Issue #9518, opened 2026-03-12
Narrow problems-solved/scoreboard cache invalidation to AC grader callback only


shiavm006:
deleteProblemsSolvedRankCacheList() currently invalidates several global caches in more situations than intended, causing unnecessary cache churn and load.

The function’s own TODO says it should only be called from the grader → frontend callback and only when the verdict is AC and the run is not a test run, but it is also called directly from the run submission API and other code paths.

shiavm006:
cc @pabo99  could u see this issue would like to know ur thoughts on this and work on it

pabo99:
It sounds interesting to solve it, go ahead!

PR #9535, opened 2026-03-13
Narrow rank/scoreboard cache invalidation to AC events

shiavm006:
# Description
deleteProblemsSolvedRankCacheList() was being called in more situations than necessary, causing global rank/scoreboard cache invalidation even when standings could not have changed.

This PR narrows cache invalidation in apiRejudge(), apiDisqualify(), and apiRequalify() to only trigger when the previous verdict was AC (the only case where rankings can change).

Per reviewer feedback, apiCreate() keeps calling deleteProblemsSolvedRankCacheList() for now, until we add a backend callback to invalidate caches only when a run transitions to AC.

Partially addresses: #9518


shiavm006:
cc @pabo99 
currently facing issue when running frontend/tests/controllers/RunCreateTest.php inside the frontend container, all 29 tests fail 

When running:

  cd /opt/omegaup
  vendor/bin/phpunit --configuration frontend/tests/phpunit.xml frontend/tests/controllers/RunCreateTest.php

I get:
image

shiavm006:
cc @pabo99 could u review it

frontend/server/src/Controllers/Run.php
```diff
@@ -643,8 +643,12 @@ public static function apiCreate(\OmegaUp\Request $r): array {
...
         }
 
-        // Expire rank cache
-        \OmegaUp\Controllers\User::deleteProblemsSolvedRankCacheList();
+        \OmegaUp\Cache::invalidateAllKeys(
+            \OmegaUp\Cache::CONTESTANT_SCOREBOARD_PREFIX
+        );
+        \OmegaUp\Cache::invalidateAllKeys(
+            \OmegaUp\Cache::ADMIN_SCOREBOARD_PREFIX
+        );
```
pabo99: Currently, what is happening here is that every time there is a submission, all existing cache into the indexes are invalidated until we have a better strategy to invalidate them only when the verdict is AC (which needs to be solved from the backend).

So for now, we need to leave this as it was to avoid affecting rankings where relevant data might remain cached.

The rest of the changes can stay because they slightly mitigate the cache cleanup load, but ultimately we need to find the callback invoked by the backend to fix this at the root.

shiavm006: reverted apiCreate() back to calling deleteProblemsSolvedRankCacheList() to keep the current safe behavior until we have an AC-only invalidation triggered from the backend grader callback.

shiavm006:
CC @pabo99 updated the PR description to Partially addresses #9518 (instead of Fixes) since the root cause needs the backend callback path.

frontend/server/src/Controllers/User.php
```diff
@@ -3018,10 +3018,15 @@ public static function getAuthorRankForTypeScript(\OmegaUp\Request $r) {
...
-     * verdict = AC (and not test run)
+     * Expires rank caches and scoreboard caches.
+     *
+     * Rank caches (PROBLEMS_SOLVED_RANK, USER_COMPARE_DATA) only
+     * change when a submission receives an AC verdict, so callers
+     * must guard invocations accordingly.  Scoreboard caches are
+     * invalidated separately in Run::apiCreate() on every new
+     * submission (verdict is unknown at that point).  This function
+     * is now called conditionally in apiRejudge, apiDisqualify and
+     * apiRequalify (AC verdict + normal submission type).
```
pabo99, line 3032: Could the TODO remain? This will help us keep track of this pending task.

shiavm006: added the todo

frontend/server/src/Controllers/User.php
```diff
@@ -3018,10 +3018,16 @@ public static function getAuthorRankForTypeScript(\OmegaUp\Request $r) {
...
-     * verdict = AC (and not test run)
+     * Expires rank caches and scoreboard caches.
+     * 
+     * Rank caches (PROBLEMS_SOLVED_RANK, USER_COMPARE_DATA) only
+     * change when a submission receives an AC verdict, so callers
+     * must guard invocations accordingly.  Scoreboard caches are
+     * invalidated separately in Run::apiCreate() on every new
+     * submission (verdict is unknown at that point).  This function
+     * is now called conditionally in apiRejudge, apiDisqualify and
+     * apiRequalify (AC verdict + normal submission type).
```
pabo99, line 3032: nit:
```suggestion
     * verdict = AC (and not test run)     
     * 
     * Expires rank caches and scoreboard caches.
     * 
     * Rank caches (PROBLEMS_SOLVED_RANK, USER_COMPARE_DATA) only
     * change when a submission receives an AC verdict, so callers
     * must guard invocations accordingly.  Scoreboard caches are
     * invalidated separately in Run::apiCreate() on every new
     * submission (verdict is unknown at that point).  This function
     * is now called conditionally in apiRejudge, apiDisqualify and
     * apiRequalify (AC verdict + normal submission type).
```

shiavm006:
thanks @pabo99

PR #9539, opened 2026-03-13
Backend Controller Changes 

thunderbird7413:
### Title

Expose admin course/contest targets in problem details and problem list payloads

### Summary

This PR adds backend support for the **quick-add-problem workflow** by including eligible **admin course and contest targets** in the page payloads consumed by the frontend problem screens.

### Why

The frontend quick-add UI requires a **preloaded list of targets** where the current identity can add a problem.

These targets include:

* Courses where the user is an **admin or TA** and the assignment is still open.
* **Ongoing contests** where the user is an administrator.

Providing these targets in the payload removes the need for additional requests from the frontend.

### 1. Added shared Psalm types for quick-add targets

**File:** `Problem.php`

* Introduced new types:

  * `AdminCourseForProblem`
  * `AdminContestForProblem`
* These types represent courses and contests that are valid targets for adding a problem.

### 2. Extended payload contracts

**File:** `Problem.php`

* `ProblemDetailsPayload`

  * Added optional fields:

    * `adminCourses`
    * `adminContests`

* `ProblemListPayload`

  * Added fields:

    * `adminCourses`
    * `adminContests`

These fields allow the frontend to access eligible targets directly from the payload.

### 3. Added shared helper to fetch eligible targets

**File:** `Problem.php`

Added a helper function:

```
getAdminCoursesAndContestsForProblem(identity)
```

This helper:

* Fetches courses where the identity is **admin or TA**
* Filters assignments to include only those that are **pending or still open**
* Fetches contests administered by the identity
* Filters contests to include only **ongoing contests**

### 4. Wired helper into payload builders

**File:** `Problem.php`

Integrated the helper into:

* **Problem details payload builder**
* **Public problem list payload builder**

Both payloads now include:

* `adminCourses`
* `adminContests`

### 5. Updated generated frontend payload interfaces

**File:** `api_types.ts`

* Added or updated **TypeScript interfaces** corresponding to the new payload fields.
* Ensures that frontend types remain **consistent with backend Psalm definitions**.

### `Problem.php`

* Source of truth for:

  * payload structure
  * server-side data retrieval
  * helper logic for retrieving admin targets.

### `api_types.ts`

* Updated **TypeScript payload contracts** to match backend changes.

### Validation

* Lint checks pass locally.
* Type checks pass locally.
* Payload types validated with updated interfaces.

## **Related Issue**

Fixes **#1318**


pabo99:
Could you resolve the conflicts? Preferably revert the changes in the Cypress tests if what you're trying to do is fix a flaky test. It’s better to report that in a separate issue and resolve it with a dedicated PR

thunderbird7413:
> Could you resolve the conflicts? Preferably revert the changes in the Cypress tests if what you're trying to do is fix a flaky test. It’s better to report that in a separate issue and resolve it with a dedicated PR

Okay @pabo99, I have reverted the file.

thunderbird7413:
@pabo99, You can review the changes. I have done the changes as suggested by you.

frontend/server/src/Controllers/Problem.php
```diff
@@ -4772,9 +4774,91 @@ public static function getProblemDetailsForTypeScript(
...
         return $response;
     }
 
+    /**
+     * Returns the list of courses (with pending assignments) and contests
+     * (still ongoing) that the current user administers, for the quick-add feature.
+     *
+     * @return array{adminCourses: list<AdminCourseForProblem>, adminContests: list<AdminContestForProblem>}
+     */
+    private static function getAdminCoursesAndContestsForProblem(
```
pabo99, line 4820: This implementation works but is doing a lot of roundtrips to DB: one per course to fetch assignments plus separate queries for courses and contests.

Since all assignments courses and contests are problemsets, you could fetch everything in a single query filtering by type (assignment vs contest) and finish_time.

Also, this data doesn’t change on every request, so it would be worth caching it per user and invalidating only when a course/contest is created, deleted, or admin rights change. This would make the method much more efficient and scalable.

pabo99 (commented):
In addition to the change I suggested, could you add a simple test where a user has courses and contests, but some are expired, and the test only fetches the active content?

frontend/server/src/Controllers/Problem.php
thunderbird7413: Got it, I have done these changes as the current logic is doing a lot of roundtrips to DB: one per course to fetch assignments plus separate queries for courses and contests.

### Changes done are below with reasons->

* **Problem.php**
  Replaced old multi-query logic with a **DAO-based consolidated query** to remove the **N+1 pattern**. Added `ADMIN_CONTAINERS_CACHE_TTL`, a **TTL helper based on nearest `finish_time`**, and `invalidateAdminCoursesAndContestsForProblemCache()` to ensure timely cache expiration and centralized cache invalidation.

* **Problemsets.php**
  Added `getAdminContainersForProblemQuickAdd(int $identityId, int $currentTimestamp)` which returns unified results for **manageable, non-archived courses with active assignments** and **ongoing contests**. This moves **filtering and access checks to SQL** and fetches all quick-add data in a **single query**.

* **Cache.php**
  Introduced cache key constant `PROBLEM_ADMIN_CONTAINERS` to create a **dedicated cache namespace** for quick-add admin container data.

* **ACLs.php**
  Added `getTypeByAclId(int $aclId): ?string` to determine whether **ACL role changes affect course or contest quick-add visibility**.

* **ACL.php**
  Added `invalidateAdminProblemsetCacheIfNeeded(int $aclId)` and triggered it in **addUser, removeUser, addGroup, and removeGroup** since **ACL changes affect admin/TA visibility in quick-add**.

* **Course.php**
  Added quick-add cache invalidation after **course creation, assignment creation/update, course updates, and archive/unarchive**, as these affect visible **courses and active assignments**.

* **Contest.php**
  Added quick-add cache invalidation after **contest creation, updates, and archive/unarchive** since these operations change **ongoing contests available in quick-add**.

* **ProblemDetailsTest.php**
  Added `testQuickAddPayloadInvalidatesAfterManagedContainersChange` to verify that **creating assignments or contests updates the cached quick-add payload**, preventing regression.

### Result

* **Reduced DB round trips** from `1 + N + 1` to **a single main query**.
* Applied **SQL-side filtering** for active entities (`finish_time`, `archived`).
* Added **per-user caching with proper invalidation** on both **data changes and ACL permission updates**.

pabo99: This change hasn’t been pushed yet, right?

thunderbird7413: Yes, I am doing it right now

thunderbird7413: I have pushed the code, you can review them.  Added the test and changed the logic to remove the round trip to DB, Also implemented cache.

thunderbird7413:
@pabo99, Can you plss help me solve the lint errors.

frontend/server/src/Controllers/ACL.php
```diff
@@ -3,6 +3,16 @@
...
+    private static function invalidateAdminProblemsetCacheIfNeeded(
+        int $aclId
+    ): void {
+        $aclType = \OmegaUp\DAO\ACLs::getTypeByAclId($aclId);
+        if ($aclType !== 'contest' && $aclType !== 'course') {
+            return;
+        }
+        \OmegaUp\Controllers\Problem::invalidateAdminCoursesAndContestsForProblemCache();
+    }
+
```
pabo99, line 15: This and everything related to invalidating all the keys will be reverted. We need to find a way to invalidate the cache by identity, since this will cause the data to be fetched again from the DB.

For now, we’ll need to revert the changes in this file

frontend/server/src/Controllers/Problem.php
```diff
@@ -46,10 +46,12 @@
...
  * @psalm-type ProblemsMineInfoPayload=array{isSysadmin: bool, privateProblemsAlert: bool, visibilityStatuses: array<string, int>, query: string|null}
- * @psalm-type ProblemListPayload=array{selectedTags: list<string>, loggedIn: bool, pagerItems: list<PageItem>, problems: list<ProblemListItem>, keyword: string, language: string, mode: string, column: string, languages: list<string>, columns: list<string>, modes: list<string>, tagData: list<array{name: null|string}>, tags: list<string>, solvedProblemAliases: list<string>, attemptedProblemAliases: list<string>}
+ * @psalm-type ProblemListPayload=array{selectedTags: list<string>, loggedIn: bool, pagerItems: list<PageItem>, problems: list<ProblemListItem>, keyword: string, language: string, mode: string, column: string, languages: list<string>, columns: list<string>, modes: list<string>, tagData: list<array{name: null|string}>, tags: list<string>, solvedProblemAliases: list<string>, attemptedProblemAliases: list<string>, adminCourses: list<AdminCourseForProblem>, adminContests: list<AdminContestForProblem>}
```
pabo99, line 54: Now that I think about it, this particular change is not directly related to problems. The part about assigning problems to courses and contests will be another change. 

So this sounds more like general user information. Therefore, the place to obtain it could be in the User controller. Even better, we could include it in the `commonPayload` that is loaded at startup—I believe that is located in the `UITools.php` file. 

Let me know if you have any questions

frontend/server/src/Controllers/Contest.php
```diff
@@ -2643,6 +2643,7 @@ private static function createContest(
         \OmegaUp\Cache::invalidateAllKeys(
             \OmegaUp\Cache::CONTESTS_LIST_SYSTEM_ADMIN
         );
+        \OmegaUp\Controllers\Problem::invalidateAdminCoursesAndContestsForProblemCache();
```
pabo99, line 2646: Here, the cache should be invalidated only for the contest admin:
```suggestion
        \OmegaUp\Cache::deleteFromCache(
            \OmegaUp\Cache::PROBLEM_ADMIN_CONTAINERS,
            strval($currentUserId)
        );
```

Also, since I previously suggested reverting all the changes in the ACL controller, you should look for the `apiAddAdmin` and `apiRemoveAdmin` endpoints so you can also invalidate the cache for the user being added/removed as an admin.

Regarding the `apiAddGroupAdmin` and `apiRemoveGroupAdmin` endpoints, you can create a function to invalidate the cache for a group of members simply iterating over each of them using the same function described above. That function can also be reused in Courses.

frontend/server/src/Controllers/Contest.php
```diff
@@ -5137,6 +5138,7 @@ function ($value): ?string {
...
```
pabo99, line 5141: For the `apiUpdate` and `apiArchive` endpoints, it will be necessary to add a function that retrieves the `user_id` of all contest admins. In this case, I would prefer to keep this function separate from the one used in `Courses`, since they have different structures. Trying to merge them could introduce inefficient queries that may negatively impact performance.

I created the following query:
```sql

SELECT acl.owner_id
FROM Contests c
INNER JOIN ACLs acl ON acl.acl_id = c.acl_id
WHERE c.contest_id = ?

UNION

SELECT ur.user_id
FROM Contests c
INNER JOIN ACLs acl ON acl.acl_id = c.acl_id
INNER JOIN User_Roles ur ON ur.acl_id = c.acl_id AND ur.role_id = 1
WHERE c.contest_id = ?

UNION

SELECT i.user_id
FROM Contests c
INNER JOIN ACLs acl ON acl.acl_id = c.acl_id
INNER JOIN Group_Roles gr ON gr.acl_id = c.acl_id AND gr.role_id = 1
INNER JOIN Groups_Identities gi ON gi.group_id = gr.group_id
INNER JOIN Identities i ON gi.identity_id = i.identity_id
WHERE c.contest_id = ?;
```

This query appears to make good use of indexes and primary keys in most cases. During the analysis, I identified a couple of indexes that could be added in a separate change:

```sql
-- For User_Roles
CREATE INDEX idx_ur_acl_role ON User_Roles (acl_id, role_id);

-- For Group_Roles
CREATE INDEX idx_gr_acl_role ON Group_Roles (acl_id, role_id);
```

frontend/server/src/Controllers/Course.php
```diff
@@ -971,6 +971,7 @@ private static function createCourseAndGroup(
             }
             throw $e;
         }
+        \OmegaUp\Controllers\Problem::invalidateAdminCoursesAndContestsForProblemCache();
```
pabo99, line 974: Same as in `Contest`, only the course owner’s cache is invalidated

frontend/server/src/Controllers/Course.php
```diff
@@ -1249,6 +1251,7 @@ public static function apiCreateAssignment(\OmegaUp\Request $r): array {
         \OmegaUp\Cache::invalidateAllKeys(
             \OmegaUp\Cache::SCHOOL_STUDENTS_PROGRESS
         );
+        \OmegaUp\Controllers\Problem::invalidateAdminCoursesAndContestsForProblemCache();
```
pabo99, line 1254: An assignment can be created after additional admins have already been added to the course, so in this case we should call a function that retrieves all course admins. The query can be very similar to the one used for contests:
```sql

SELECT acl.owner_id
FROM Courses c
INNER JOIN ACLs acl ON acl.acl_id = c.acl_id
WHERE c.course_id = ?

UNION

SELECT ur.user_id
FROM Courses c
INNER JOIN ACLs acl ON acl.acl_id = c.acl_id
INNER JOIN User_Roles ur ON ur.acl_id = c.acl_id AND ur.role_id = 1
WHERE c.course_id = ?

UNION
         
SELECT i.user_id
FROM Courses c
INNER JOIN ACLs acl ON acl.acl_id = c.acl_id
INNER JOIN Group_Roles gr ON gr.acl_id = c.acl_id AND gr.role_id = 1
INNER JOIN Groups_Identities gi ON gi.group_id = gr.group_id
INNER JOIN Identities i ON gi.identity_id = i.identity_id
WHERE c.course_id = ?;
```

The same composite indexes suggested for contests would also work for this query.

frontend/server/src/Controllers/Course.php
```diff
@@ -1053,6 +1054,7 @@ private static function createAssignment(
             }
             throw $e;
         }
+        \OmegaUp\Controllers\Problem::invalidateAdminCoursesAndContestsForProblemCache();
```
pabo99, line 1057: It seems that nothing needs to be invalidated here because it’s already handled in `apiCreateAssignment`. Unless you want to handle it here instead and avoid doing it in both that endpoint and `apiClone`

frontend/server/src/Controllers/Course.php
```diff
@@ -1410,6 +1413,7 @@ public static function apiUpdateAssignment(\OmegaUp\Request $r): array {
         \OmegaUp\Cache::invalidateAllKeys(
             \OmegaUp\Cache::SCHOOL_STUDENTS_PROGRESS
         );
+        \OmegaUp\Controllers\Problem::invalidateAdminCoursesAndContestsForProblemCache();
```
pabo99, line 1416: Here you reuse the same function used to create an assignment

frontend/server/src/Controllers/Course.php
```diff
@@ -5578,6 +5582,7 @@ public static function apiArchive(\OmegaUp\Request $r): array {
         $archive = $r->ensureOptionalBool('archive') ?? true;
         $course->archived = $archive;
         \OmegaUp\DAO\Courses::update($course);
+        \OmegaUp\Controllers\Problem::invalidateAdminCoursesAndContestsForProblemCache();
```
pabo99, line 5585: Same as in contests

frontend/server/src/Controllers/Course.php
```diff
@@ -6189,6 +6194,7 @@ function ($identity): int {
         \OmegaUp\Cache::invalidateAllKeys(
             \OmegaUp\Cache::SCHOOL_STUDENTS_PROGRESS
         );
+        \OmegaUp\Controllers\Problem::invalidateAdminCoursesAndContestsForProblemCache();
```
pabo99, line 6197: Same as in contests

frontend/server/src/Controllers/Problem.php
```diff
@@ -4772,9 +4776,127 @@ public static function getProblemDetailsForTypeScript(
...
+        }
+
+        return max(
+            1,
+            min(
+                self::ADMIN_CONTAINERS_CACHE_TTL,
+                $nextChangeAt - $now + 1
+            )
+        );
+    }
```
pabo99, line 4812: All this caching logic can be removed in favor of using the methods provided by the `\OmegaUp\Cache` class

frontend/server/src/Controllers/Problem.php
```diff
@@ -4772,9 +4776,127 @@ public static function getProblemDetailsForTypeScript(
...
+        $cache = new \OmegaUp\Cache(
+            \OmegaUp\Cache::PROBLEM_ADMIN_CONTAINERS,
+            strval($identity->identity_id)
+        );
+
+        /** @var array{adminCourses: list<AdminCourseForProblem>, adminContests: list<AdminContestForProblem>}|null */
+        $cachedPayload = $cache->get();
+        if (is_array($cachedPayload)) {
+            return $cachedPayload;
+        }
```
pabo99, line 4837: All of this can be removed as well

frontend/server/src/Controllers/Problem.php
```diff
@@ -4772,9 +4776,127 @@ public static function getProblemDetailsForTypeScript(
...
+            'adminContests' => $adminContests,
+        ];
+
+        $cache->set(
+            $result,
+            self::getAdminCoursesAndContestsForProblemCacheTimeout(
+                $nextChangeAt,
+                $now
+            )
+        );
```
pabo99, line 4895: This and everything that was removed related to caching can be replaced with:

```suggestion\OmegaUp\Cache::getFromCacheOrSet(
            \OmegaUp\Cache::PROBLEM_ADMIN_CONTAINERS,
            strval($identity->identity_id),
            $callback,
            self::ADMIN_CONTAINERS_CACHE_TTL
        )
```
Where `$callback` is the call to the `getAdminContainersForProblemQuickAdd` function and all the data processing it involves

frontend/server/src/DAO/ACLs.php
```diff
@@ -50,4 +50,35 @@ public static function getUserOwnedAclTypesWithAliases(int $userId): array {
...
+                1;';
+
+        /** @var array{type: string}|null */
+        $row = \OmegaUp\MySQLConnection::getInstance()->GetRow(
+            $sql,
+            [$aclId]
+        );
+
+        return $row['type'] ?? null;
+    }
```
pabo99, line 83: With the suggestion to revert all changes related to ACLs, this function should also be reverted

frontend/server/src/DAO/Problemsets.php
```diff
@@ -12,6 +12,141 @@
...
 class Problemsets extends \OmegaUp\DAO\Base\Problemsets {
+    /**
+     * @return list<array{assignment_type: null|string, container_alias: string, container_id: int, container_name: string, entity_type: 'assignment'|'contest', finish_time: \OmegaUp\Timestamp|null, item_alias: string, item_name: string, item_order: int|null}>
+     */
+    public static function getAdminContainersForProblemQuickAdd(
+        int $identityId,
+        int $currentTimestamp
+    ): array {
+        $adminRole = \OmegaUp\Authorization::ADMIN_ROLE;
+        $taRole = \OmegaUp\Authorization::TEACHING_ASSISTANT_ROLE;
```
pabo99, line 23: I was reviewing this, and users with the `TA` role do not have permission to modify course content, so it is not necessary to include them in this function.

frontend/server/src/DAO/Problemsets.php
```diff
@@ -12,6 +12,141 @@
...
+
+        $sql = '
+            SELECT
```
pabo99, line 26: I was reviewing this query and noticed that the current implementation relies on multiple JOINs (`User_Roles`, `Group_Roles`, etc.) combined with `DISTINCT` to remove duplicates. This can lead to incorrect results and unnecessary overhead, since the joins may generate duplicate rows depending on how many roles or groups are associated with the same `ACL`.

I refactored the query to use `EXISTS` instead. This approach avoids generating intermediate duplicates and expresses the intent more clearly: we only need to check whether the user has access through any of the possible paths (owner, user role, or group role).

Additionally, this removes the need for `DISTINCT` and avoids temporary tables, which improves performance. I tested the change and it reduced execution time while also producing the expected results.

Let me know what you think

frontend/server/src/Cache.php
```diff
@@ -582,6 +582,7 @@ class Cache {
     const DATA_CASES_FILES = 'data-cases-files-';
     const PROBLEM_CASES_METADATA = 'problem-cases-metadata-';
     const PROBLEM_IDENTITY_TYPE = 'problems-identity-type-';
+    const PROBLEM_ADMIN_CONTAINERS = 'problem-admin-containers-';
```
pabo99, line 585: Now that we better understand the real goal of this change, this could be renamed:
```suggestion
    const PROBLEMSET_ADMINS = 'problemset-admins-';
```
since it is not directly related to problems, and a container of problems is commonly referred to as a problemset

pabo99 (commented):
I’ve added some comments. Feel free to go through them when you have time, and let me know if you have any questions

══════════════════════════════

• Task details
The required answer is the count of lines in the listing that contain the word "sounds", with no other text.

• Exercise result
2